Thyroid Res. 2012 Dec 3;5(1):19. doi: 10.1186/1756-6614-5-19.
Both thyroid stimulating hormone (TSH) and thyroid stimulating antibody (TSAb) negative Graves's disease (GD) is extremely rare. Here we present such a patient.
The patient was a 76-year-old woman who was diagnosed as having schizophrenia forty years ago. She did not show characteristic symptoms for hyperthyroidism, such as swelling of thyroid, exophthalmos, tachycardia and tremor, however, she showed only psychomotor agitation. Serum free triiodothyronine and free thyroxine levels were elevated and TSH level was suppressed, suggesting the existence of hyperthyroidism. However, both the first generation TSH receptor autoantibody (TRAb1) and the thyroid stimulating autoantibody (TSAb) were negative. Slightly increased blood flow and swelling was detected by thyroid echography. Thyroid scintigraphy demonstrated diffuse and remarkably elevated uptake of 123I uptake. Finally, we diagnosed her as having GD. She was treated by using methimazole, and hyperthyroidism and her psychiatric symptoms were promptly ameliorated.
We experienced a patient with GD who did not show characteristic symptoms except for psychiatric symptoms, and also showed negativity for both TRAb1 and TSAb.
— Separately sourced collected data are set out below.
PR #24, opened 2022-09-26
Add a check for `hlint`; rename the HLS check option

### LINKED ISSUE #19: Add a check for `hlint`
Like #18 but for `hlint` (enabled by default *if* `.hlint.yaml` exists at project root and `buildTools.hlint` is non-null).

HariAmoor-professional:
Closes #19

- Add `hlintCheck.enable` option (false by default); adds a flake check to run hlint
- Rename `enableHLSCheck` to `hlsCheck.enable` for consistency
- Internal: dev shell check no longer redirect to `$out` (instead, it simply touches it).

### DIFF
--- a/flake-module.nix
+++ b/flake-module.nix
@@ -97,7 +97,7 @@ in
                     };
                     dirs = mkOption {
                       type = types.listOf types.str;
-                      description = "Directories that should be checked with hlint";
+                      description = "Relative path strings from `root` to directories that should be checked with hlint";
                       default = [ "." ];
                     };
                   };
--- a/flake-module.nix
+++ b/flake-module.nix
@@ -174,7 +174,8 @@ in
                       "${projectKey}-hlint" =
                         runCommandInSimulatedShell
                           devShell
-                          cfg.root "${projectKey}-hlint-check"
+                          cfg.root
+                          "${projectKey}-hlint-check"
                           { buildInputs = [ pkgs.coreutils ]; }
                           ''
                             hlint ${lib.concatStringsSep " " cfg.hlintCheck.dirs}
--- a/flake-module.nix
+++ b/flake-module.nix
@@ -178,6 +178,7 @@ in
                           { buildInputs = [ pkgs.coreutils ]; }
                           ''
                             hlint ${lib.concatStringsSep " " cfg.hlintCheck.dirs}
+                            touch $out
                           ''
                       ;
                     }
--- a/flake-module.nix
+++ b/flake-module.nix
@@ -168,16 +168,19 @@ in
               rec {
                 inherit package devShell;
                 app = { type = "app"; program = pkgs.lib.getExe package; };
-                checks =
-                  (lib.optionalAttrs cfg.hlsCheck.enable {
-                    "${projectKey}-hls" = devShellCheck "hls" "haskell-language-server";
-                  }) // (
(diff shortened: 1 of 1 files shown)


flake-module.nix
```diff
@@ -149,7 +169,25 @@ in
...
                           haskell-language-server > $out
                         '';
-                  };
+                  }) // (
+                    lib.optionalAttrs cfg.hlintCheck.enable {
+                      "${projectKey}-hlint" =
+                        runCommandInSimulatedShell
+                          devShell
+                          cfg.root "${projectKey}-hlint-check"
+                          { buildInputs = [ pkgs.coreutils ]; }
```
roberth, line 178: This would be `nativeBuildInputs`, but I don't think it's even necessary.
```suggestion
                          { }
```

flake-module.nix
```diff
@@ -149,7 +169,25 @@ in
                         ''
                           haskell-language-server > $out
                         '';
-                  };
+                  }) // (
+                    lib.optionalAttrs cfg.hlintCheck.enable {
+                      "${projectKey}-hlint" =
+                        runCommandInSimulatedShell
+                          devShell
+                          cfg.root "${projectKey}-hlint-check"
```
roberth, line 177:
```suggestion
                          cfg.root
                          "${projectKey}-hlint-check"
```

flake-module.nix
```diff
@@ -87,6 +87,22 @@ in
...
+                type = types.submodule {
+                  options = {
+                    enable = mkOption {
+                      type = types.bool;
+                      description = "Check whether hlint is enabled";
+                      default = false;  
+                    };
+                    dirs = mkOption {
+                      type = types.listOf types.str;
+                      description = "Directories that should be checked with hlint";
```
roberth, line 100:
```suggestion
                      description = "Relative path strings from `root` to directories that should be checked with hlint";
```

flake-module.nix
```diff
@@ -87,6 +87,22 @@ in
...
+                      default = [];
```
roberth, line 101:
```suggestion
                      default = ["."];
```

roberth (commented):
Some suggestions, but haven't tried it yet.

flake-module.nix
HariAmoor-professional: A more sensible default would be `src`, which is the root of Srid's [haskell-template](https://github.com/srid/haskell-template) repo; this is the reason that we implemented the whole `find ...` command on line 186.

Do you have a better suggestion? Current directory doesn't make sense b/c you might have random Nix files and stuff that don't apply to `hlint`.

flake-module.nix
HariAmoor-professional: If it's not necessary, then maybe just remove it altogether.

flake-module.nix
srid: I didn't realize that `hlint .` worked. Yea, that would be a better default.

> Current directory doesn't make sense b/c you might have random Nix files and stuff that don't apply to hlint.

hlint will only look at `.hs` files, I assume.

HariAmoor-professional: If that's the case, then I have no issue

srid (approved):
Looks good enough to merge for me. I'm in a hurry. So Robert, if you have any more suggestions, please feel free to leave them (and I can make the change separately).

I'm obliged to rename the HLS check for consistency here.

PR #27, opened 2022-10-16
Multi-package projects

### LINKED ISSUE #7: Multi-package projects
How should this flake be changed to support projects with multiple Haskel packages, like https://github.com/hercules-ci/hercules-ci-agent ?

HariAmoor-professional:
Closes #7

Labeled as draft b/c not yet tested

### DIFF
--- a/flake-module.nix
+++ b/flake-module.nix
@@ -90,7 +90,6 @@ in
                       '';
                       default = false;
                     };
-
                   };
                 };
               };
@@ -214,7 +213,7 @@ in
                     } // (
                       if cfg.topLevelPackages.enableMultiPkgs then {
                         packages = pkgs: map (pkg: pkgs.${pkg}) cfg.topLevelPackages.dirs;
-                        buildInputs = [ hp.ghcid ];
+                        nativeBuildInputs = [ hp.ghcid ];
                       } else { }
                     )
                   );
--- a/flake-module.nix
+++ b/flake-module.nix
@@ -110,6 +110,32 @@ in
                   };
                 };
               };
+              topLevelPackages = mkOption {
+                type = types.submodule {
+                  options = {
+                    enableMultiPkgs = mkBoolOption {
+                      description = "Whether or not to use multiple top-level package dirs";
+                      default = false;
+                    };
+
+                    dirs = mkOption {
+                      type = types.listOf types.str;
+                      description = ''
+                        Subdirs containing a separate Cabal package
+
+                        Define as nonempty only if enableMultiPkgs is set to `true`
+                      '';
+                      default = [ ];
+                    };
+
+                    defaultPkg = mkOption {
+                      type = types.str;
+                      description = "Default package to pass to flake if multiple packages exist";
+                      default = "";
+                    };
+                  };
+                };
+              };
             };
           });
         };
@@ -151,6 +177,23 @@ in
                   (pkgs.lib.composeExtensions
                     (pkgs.haskell.lib.packageSourceOverrides cfg.source-overrides)
                     cfg.overrides);
+                hp = hp.extend
+                  (
+                    let
+                      enableMultiPkgs = cfg.topLevelPackages.enableMultiPkgs;
+                      dirs = cfg.topLevelPackages.dirs;
+                    in
+                    if enableMultiPkgs then
+                      (self: _:
+                        listToAttrs (map
+                          (dir: {
+                            name = dir;
+                            value = self.callCabal2nix dir ./${dir} { };
+                          })
+                          dirs)
+                      )
+                    else (_: _: { })
+                  );
                 defaultBuildTools = hp: with hp; {
                   inherit
                     cabal-install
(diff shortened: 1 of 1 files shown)


flake-module.nix
```diff
@@ -110,6 +110,32 @@ in
                   };
                 };
               };
+              topLevelPackages = mkOption {
+                type = types.submodule {
+                  options = {
+                    enableMultiPkgs = mkBoolOption {
```
roberth, line 116: Could this be inferred from `dirs != []`?

flake-module.nix
```diff
@@ -159,9 +202,22 @@ in
...
                 buildTools = lib.attrValues (defaultBuildTools hp // cfg.buildTools hp);
-                package = cfg.modifier (hp.callCabal2nixWithOptions cfg.name cfg.root "" { });
+                package =
+                  if cfg.topLevelPackages.enableMultiPkgs then
+                    hp.${cfg.topLevelPackages.defaultPkg}
+                  else
+                    cfg.modifier (hp.callCabal2nixWithOptions cfg.name cfg.root "" { });
                 devShell = with pkgs.haskell.lib;
-                  (addBuildTools package buildTools).envFunc { withHoogle = true; };
+                  (addBuildTools package buildTools).envFunc (
```
roberth, line 211: Perhaps instead of `envFunc`, `hp.shellFor` would be nicer, because it merges the environments of multiple packages.

flake-module.nix
```diff
@@ -159,9 +202,22 @@ in
                     hlint;
                 };
                 buildTools = lib.attrValues (defaultBuildTools hp // cfg.buildTools hp);
-                package = cfg.modifier (hp.callCabal2nixWithOptions cfg.name cfg.root "" { });
+                package =
+                  if cfg.topLevelPackages.enableMultiPkgs then
+                    hp.${cfg.topLevelPackages.defaultPkg}
+                  else
+                    cfg.modifier (hp.callCabal2nixWithOptions cfg.name cfg.root "" { });
```
roberth, line 209: I think it's desirable to use the overlay (`haskellPackages.extend`) even in case of a single package, because it removes the possibility of accidentally using the Nixpkgs version of the package instead of the locally defined one.

flake-module.nix
```diff
@@ -110,6 +110,32 @@ in
                   };
                 };
               };
+              topLevelPackages = mkOption {
```
roberth, line 113: I think the `topLevelPackages` namespace shouldn't be necessary.

flake-module.nix
```diff
@@ -159,9 +202,22 @@ in
...
+                    cfg.modifier (hp.callCabal2nixWithOptions cfg.name cfg.root "" { });
                 devShell = with pkgs.haskell.lib;
-                  (addBuildTools package buildTools).envFunc { withHoogle = true; };
+                  (addBuildTools package buildTools).envFunc (
+                    {
+                      withHoogle = true;
+                    } // (
+                      if cfg.topLevelPackages.enableMultiPkgs then {
+                        packages = pkgs: map (pkg: pkgs.${pkg}) cfg.topLevelPackages.dirs;
+                        buildInputs = [ hp.ghcid ];
```
roberth, line 217:
```suggestion
                        nativeBuildInputs = [ hp.ghcid ];
```

This will provide shell completions and cross compilation support.

roberth (commented):
Some thoughts about the design and implementation. I hope it's helpful.

flake-module.nix
HariAmoor-professional: @roberth Then how do you define `defaultPkg`? Or should you not need to?m

roberth: We should not need to define a single package.

Currently `haskellProjects.<proj>` defined a flake `packages` package for each `<proj>`. That 1:1 relation is what `package` is for, but now we'll have multiple packages per project.
For each `haskellProjects.<proj>.dirs.*`, we could have a package named `<proj>-<dirname>`.
Ideally we'd use the actual package name instead of the directory name.

A list of directories is actual a bit "high level". I think a good first step is to create an `attrsOf submodule` for the locally defined packages. For example:
`haskellProjects.<proj>.package.<pkgname>.src`
`haskellProjects.<proj>.package.<pkgname>.packageAttribute` (default: `${proj}-${pkgname}`)

The logic for that should be more straightforward to implement than `dirs`, but you can still write `dirs` to make use of those options and get a good separation of concerns. It also allows a bit more control: customizing the package attribute, and perhaps some extra options to pass to cabal2nix.

srid: Yes, the structure should be more or less like that. I just put a concrete proposal here (should have done it long ago to assist in this PR): https://github.com/srid/haskell-flake/issues/7#issuecomment-1282932587

The `flakeAttribute` part (or `packageAttribute` in the above comment) is still not clear to me. I suppose we can finalize that once the general functionality is in place (in the PR).

HariAmoor-professional:
Closed in favor of a new PR (to be delivered)

PR #34, opened 2022-10-30
Multi-package projects

### LINKED ISSUE #2: Do not create `app` if there is none
Ema is a library:

```
❯ nix run github:srid/ema/multisite
error: unable to execute '/nix/store/44gpjhbn175y00jyy5z1k0jwy6q946wg-ema-0.7.2.0/bin/ema': No such file or directory
```

One solution: we could just add an `executable = true;` option for this.

### LINKED ISSUE #7: Multi-package projects

HariAmoor-professional:
Resolves #7 and resolves #2

~~**Not ready to be merged due to infinite recursion error**~~ Fixed

### DIFF
--- a/flake-module.nix
+++ b/flake-module.nix
@@ -51,12 +51,11 @@ in
               };
             };
           };
-          # Define nested packages
           packageAttrsSubmodule = with types; submodule {
             options = {
               root = mkOption {
                 type = path;
-                description = "Path to Haskell package";
+                description = "Path to Haskell package where the .cabal file lives";
               };
               modifier = mkOption {
                 type = functionTo package;
@@ -91,7 +90,6 @@ in
                 description = ''Overrides for the Cabal project'';
                 default = self: super: { };
               };
-              # TODO: This option will go away after #7
               modifier = mkOption {
                 type = functionTo types.package;
                 description = ''
@@ -121,6 +119,11 @@ in
               };
               packages = mkOption {
                 type = types.lazyAttrsOf packageAttrsSubmodule;
+                description = ''
+                  Attrset of local packages in the project repository.
+
+                  Autodetected by default by looking for `.cabal` files in sub-directories.
+                '';
                 default =
                   lib.mapAttrs
                     (_: value: { root = value; })
@@ -166,12 +169,17 @@ in
             (projectKey: cfg:
               let
                 inherit (pkgs.lib.lists) optionals;
+                projectOverlay =
+                  pkgs.lib.composeExtensions (pkgs.haskell.lib.packageSourceOverrides cfg.source-overrides) cfg.overrides;
                 # Apply user provided source-overrides and overrides to
                 # `cfg.haskellPackages`.
-                hp = cfg.haskellPackages.extend
-                  (pkgs.lib.composeExtensions
-                    (pkgs.haskell.lib.packageSourceOverrides cfg.source-overrides)
-                    cfg.overrides);
+                projectPackages = cfg.haskellPackages.extend projectOverlay;
+                localPackagesOverlay = self: _:
+                  lib.mapAttrs
+                    (name: value: value.modifier (self.callCabal2nix name value.root { }))
+                    cfg.packages;
+                finalPackages = projectPackages.extend localPackagesOverlay;
+
                 defaultBuildTools = hp: with hp; {
                   inherit
                     cabal-install
@@ -179,16 +187,11 @@ in
                     ghcid
                     hlint;
                 };
-                buildTools = lib.attrValues (defaultBuildTools hp // cfg.buildTools hp);
-                nestedPackagesOverlay = self: _:
-                  lib.mapAttrs
-                    (name: value: self.callCabal2nix name value.root { })
-                    cfg.packages;
-                nestedPackagesHp = hp.extend nestedPackagesOverlay;
-                devShell = nestedPackagesHp.shellFor {
+                buildTools = lib.attrValues (defaultBuildTools projectPackages // cfg.buildTools projectPackages);
+                devShell = finalPackages.shellFor {
                   packages = p:
                     map
-                      (name: cfg.packages."${name}".modifier p."${name}")
+                      (name: p."${name}")
                       (lib.attrNames cfg.packages);
                   withHoogle = true;
                   nativeBuildInputs = buildTools;
@@ -200,7 +203,7 @@ in
                 inherit devShell;
                 packages =
                   lib.mapAttrs
-                    (name: value: value.modifier nestedPackagesHp."${name}")
+                    (name: _: finalPackages."${name}")
                     cfg.packages;
                 checks = lib.filterAttrs (_: v: v != null)
                   {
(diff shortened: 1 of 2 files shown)


flake-module.nix
```diff
@@ -113,6 +131,13 @@ in
                 default = { };
                 type = hlintCheckSubmodule;
               };
+              packages = mkOption {
+                type = types.attrsOf packageAttrsSubmodule;
```
roberth, line 135:
```suggestion
                type = types.lazyAttrsOf packageAttrsSubmodule;
```

Typical infinite recursion footgun, if packages depend on packages. I hope this was your problem?

HariAmoor-professional: Unfortunately not; seems there's another bug elsewhere. I'll push my test-case and then we can take a look.

flake-module.nix
```diff
@@ -203,13 +224,25 @@ in
...
+                      name =
+                        # Prefix package names with the project name (unless
+                        # project is named `default`)
+                        if projectName == "default"
+                        then packageName
+                        else "${projectName}-${packageName}";
+                      value = package;
+                    })
+                    project.packages
+                  )
```
srid, line 242: I wonder if the Nix code here can be refactored?

srid (commented):
Functionality-wise, this looks great.

@roberth What do you think about the flake attribute naming? Uses "$project-$package" (unless the project is named "default").

flake-module.nix
```diff
@@ -51,6 +51,19 @@ in
...
+          packageAttrsSubmodule = with types; submodule {
+            options = {
+              root = mkOption {
+                type = path;
+                description = "Path to Haskell package where the .cabal file lives";
+              };
+              modifier = mkOption {
+                type = functionTo package;
+                default = drv: drv;
+                description = "Modifier to be applied to Haskell package before applying to overlay";
```
roberth, line 63:
```suggestion
                description = "Modifier to be applied to Haskell package before adding to overlay";
```

Avoids association with function application.

flake-module.nix
```diff
@@ -203,13 +224,25 @@ in
       in
       {
         packages =
-          lib.mapAttrs
-            (_: project: project.package)
-            projects;
-        apps =
-          lib.mapAttrs
-            (_: project: project.app)
-            projects;
```
roberth, line 212: `apps` were removed. It was not an essential feature afaic, and it was incomplete. It should have filtered for packages with executable, and add an app for each executable. This is non-trivial and can be added later.

roberth:
> @roberth What do you think about the flake attribute naming? Uses "$project-$package" (unless the project is named "default").

lgtm

flake-module.nix
```diff
@@ -153,37 +169,42 @@ in
...
-                hp = cfg.haskellPackages.extend
-                  (pkgs.lib.composeExtensions
-                    (pkgs.haskell.lib.packageSourceOverrides cfg.source-overrides)
-                    cfg.overrides);
+                projectPackages = cfg.haskellPackages.extend projectOverlay;
+                localPackagesOverlay = self: _:
+                  lib.mapAttrs
+                    (name: value: value.modifier (self.callCabal2nix name value.root { }))
+                    cfg.packages;
+                finalPackages = projectPackages.extend localPackagesOverlay;
```
roberth, line 181: I have some package overrides that need to access the package set, so they can't be in `packages.<name>.modifier`, but `overrides` doesn't work either because that is applied before the packages are added.

Perhaps the order of the overlays could be reversed, so that `overrides` applies last?

I recommend to use `composeExtensions` (or `composeManyExtensions`) because multiple uses of `extend` each create a very large attribute set that goes to waste.

srid: > I have some package overrides that need to access the package set, so they can't be in `packages.<name>.modifier`, but `overrides` doesn't work either because that is applied before the packages are added.

Do you have an example use-case?

srid:
I'll improve the README.md for this PR shortly.

flake-module.nix
HariAmoor-professional: Closing in favor of #36

flake-module.nix
HariAmoor-professional: LGTM

flake-module.nix
HariAmoor-professional: Resolving for now, in the absence of something better; @roberth and others can feel free to reopen if there are any suggestions

flake-module.nix
roberth: - `buildFromSdist` (though that would be superseded by #35)
 - optparse applicative completions [since recently](https://github.com/NixOS/nixpkgs/commit/ac1f1ad0e0a8cfd35db476529c82354e033a48cc#diff-f690c88564d6774086ecabe92c7e4c18078889589f8978ad0819f57bf515eaf9)
 - `addBuildToolDepends`
 - `overrideScope` or `.override` to change a dependency for just one package

It's not much of an example, but my real life use case is https://github.com/hercules-ci/hercules-ci-agent/blob/master/nix/packages.nix#L82.

flake-module.nix
roberth: `listToAttrs` after `mapAttrsToList` should be equal to `mapAttrs'`.

The `foldl` can perhaps be changed to `mkMerge` like below.

Perhaps it could be cut up by naming things.

flake-module.nix
srid: I think I understand the problem now.

> Perhaps the order of the overlays could be reversed, so that `overrides` applies last?

Yea, this makes more sense to me, because `overrides` becomes _the_ place where you get "the final say" in overriding things. One could override even the local packages (not just dependencies) in `overrides`. With this change, will there be any value to keeping `packages.${name}.modifier`? Or should we remove the `modifier` option?

roberth: > will there be any value to keeping `packages.${name}.modifier`? Or should we remove the `modifier` option?

Let's remove `modifier`. Having a less powerful way of doing the same thing is just confusing.

It being in `packages.${name}` was nice, but that's not enough reason to keep it.

flake-module.nix
HariAmoor-professional: Done

flake-module.nix
srid: > should I achieve equivalent functionality with overrides?

That's how it should be done, yes.

srid: > Perhaps the order of the overlays could be reversed, so that `overrides` applies last?

Did in 13a2646304e654c603e95620d67ec7f9e9ae8ac7 ... hope this is the correct order:

```nix
                  pkgs.lib.composeManyExtensions 
                    [ # The order here matters.
                      #
                      # User's overrides (cfg.overrides) is applied **last** so
                      # as to give them maximum control over the final package
                      # set used.
                      cfg.overrides
                      (pkgs.haskell.lib.packageSourceOverrides cfg.source-overrides) 
                      localPackagesOverlay
                    ];
```

srid (approved):

Issue #25, opened 2022-09-26
Add automated tests


srid:
What is the best way to add tests for this repo? cc @roberth 

I normally test branches against another branch of https://github.com/srid/haskell-template - but having something automated would be nice. https://github.com/numtide/treefmt-nix/tree/master/tests uses a sub-flake for tests.

roberth:
Doesn't that lock the test's "parent" input?
In flake-parts I went out of my way to avoid depending on the parent (https://github.com/hercules-ci/flake-parts/blob/main/dev/default.nix) but I don't think we should repeat that here. (But maybe I'm wrong about that)
I'm kind of hoping for the [lazy trees](https://github.com/NixOS/nix/pull/6530) to fix the `..` lock problem.

srid:
Pending better ways, I'm inclined to go with the approach of https://github.com/Platonic-Systems/mission-control

We also get an example and flake template for free.

PR #40, opened 2022-11-09
Fix regression with `checks`

srid:
Bug fixes on top of #34

(Yea, we really need #25 )


srid:
Caught in https://github.com/srid/haskell-template/pull/67

Issue #37, opened 2022-11-01
Option to disable the development environment


srid:
Haskell developers will always remain the *primary* audience of `haskell-flake`. For users who just want to package the Haskell app without needing the full-blown development environment, the following configuration is useful:

```nix
haskelProjects.default = {
  buildTools = _: {
    cabal-install = null;
    ghcid = null;
    hlint = null;
    haskell-language-server = null;
  };
}
```

(These just disable the default build tools added by haskell-flake).

However, this configuration does not prevent the addition of `devShell` itself that is going to remain unused by these users.

From an API standpoint, how can we provide a simpler option to disable the whole development shell and friends for this target audience (non-Haskell developer users)?

srid:
Simplest API I can think of,

```nix
haskellProjects.<name>.development = false;
```

... should disable the `devShell` injection entirely, thus all of `buildTools` becomes unused. But since `buildTools` now becomes contingent on this new development flag, perhaps we should move it under that as well, viz.:

```nix
haskellProjects.default = {
  packages = { };
  development = {
    enable = true; # True by default
    buildTools = hp: {
      ghcid = null;
      fourmolu = hp.fourmolu;
    };
  };
```

PR #44, opened 2022-11-10
Add extra shell arguments

roberth:
I think I'll need these, but I haven't tried switching my dev shell yet.

### DIFF
--- a/flake-module.nix
+++ b/flake-module.nix
@@ -96,6 +96,25 @@ in
                 default = hp: { };
                 defaultText = ''Build tools useful for Haskell development are included by default.'';
               };
+              shell.extraHaskellLibraries = mkOption {
+                type = functionTo (types.listOf types.package);
+                description = ''
+                  A list of libraries that are included in the devShell, as if they were dependencies of one of the packages.
+
+                  This is useful for Haskell scripts that rely on the devShell to provide their libraries.
+                '';
+                default = p: [];
+                defaultText = lib.literalExpression "p: [ ]";
+                example = lib.literal
+              };
+              shell.buildInputs = mkOption {
+                type = types.listOf types.package;
+                description = ''
+                  A list of non-Haskell `buildInputs` that are included in the devShell.
+
+                  This is useful for dependencies on C libraries, such as `pkgs.zlib`.
+                '';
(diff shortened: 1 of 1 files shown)


flake-module.nix
```diff
@@ -96,6 +96,25 @@ in
...
+                default = p: [];
+                defaultText = lib.literalExpression "p: [ ]";
+                example = lib.literal
+              };
+              shell.buildInputs = mkOption {
+                type = types.listOf types.package;
+                description = ''
+                  A list of non-Haskell `buildInputs` that are included in the devShell.
+
+                  This is useful for dependencies on C libraries, such as `pkgs.zlib`.
```
srid, line 115: Is there an example Haskell project that does this? I assume that if a Haskell project depends on C library, we would have to add it in *two* places:

1. devShell's buildInputs
2. `addBuildDepends` on the local package itself

If so, wouldn't it be a nicer API to provide a single option that does both?

Emanote does this, but it is a binary dependency (rather than library dependency) for `stork`; (1) is [here](https://github.com/EmaApps/emanote/blob/cc65b533e780f902ca223268c93f5423c489182a/flake.nix#L37-L38) and (2) is [here](https://github.com/EmaApps/emanote/blob/cc65b533e780f902ca223268c93f5423c489182a/flake.nix#L50-L52).

srid:
The `shell.` option prefix is nice, and I think `buildTools` fits inside it as well (`shell.buildTools`)? See also `development.` prefix of #37 (how do we consolidate `shell.` with that?)

flake-module.nix
roberth: hercules-ci-agent does: https://github.com/hercules-ci/hercules-ci-agent/blob/master/nix/shellFor-cabal.nix

Progress converting it so far. No shell yet: https://github.com/hercules-ci/hercules-ci-agent/commit/e023859a16ac1727c55f06f067556fea6b57d5aa

> If so, wouldn't it be a nicer API to provide a single option that does both?

I agree, and this seems like something that shellFor should implement as well.

srid:
@roberth This can now be closed right?

roberth:
That's right!

PR #45, opened 2022-11-11
Option doc improvements

roberth:


roberth:
Deployed: https://flake.parts/options/haskell-flake.html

Thyroid autoantibody-negative GD is extremely rare. Thyroid scintigraphy was useful to diagnose such a patient.
促甲状腺激素(TSH)和促甲状腺素抗体(TSAb)均为阴性的格雷夫斯病(GD)极为罕见。在此,我们报告这样一位患者。
该患者为一名76岁女性,40年前被诊断为精神分裂症。她未表现出甲状腺功能亢进的典型症状,如甲状腺肿大、突眼、心动过速和震颤,然而,她仅表现出精神运动性激越。血清游离三碘甲状腺原氨酸和游离甲状腺素水平升高,TSH水平降低,提示存在甲状腺功能亢进。然而,第一代促甲状腺激素受体自身抗体(TRAb1)和促甲状腺素自身抗体(TSAb)均为阴性。甲状腺超声检查发现血流略有增加和肿大。甲状腺闪烁显像显示123I摄取弥漫性且显著升高。最终,我们诊断她患有GD。她接受了甲巯咪唑治疗,甲状腺功能亢进及精神症状迅速得到改善。
我们遇到了一名除精神症状外未表现出典型症状且TRAb1和TSAb均为阴性的GD患者。甲状腺自身抗体阴性的GD极为罕见。甲状腺闪烁显像对诊断此类患者很有用。